== Dataset ==
BEGIN

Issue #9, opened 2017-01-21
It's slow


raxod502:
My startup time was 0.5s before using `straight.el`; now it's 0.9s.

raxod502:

END

== Exercise objective ==
The answer should be an exact copy of the data.

== Result of the exercise ==
Issue #9, opened 2017-01-21
It's slow


raxod502:
My startup time was 0.5s before using `straight.el`; now it's 0.9s.

raxod502:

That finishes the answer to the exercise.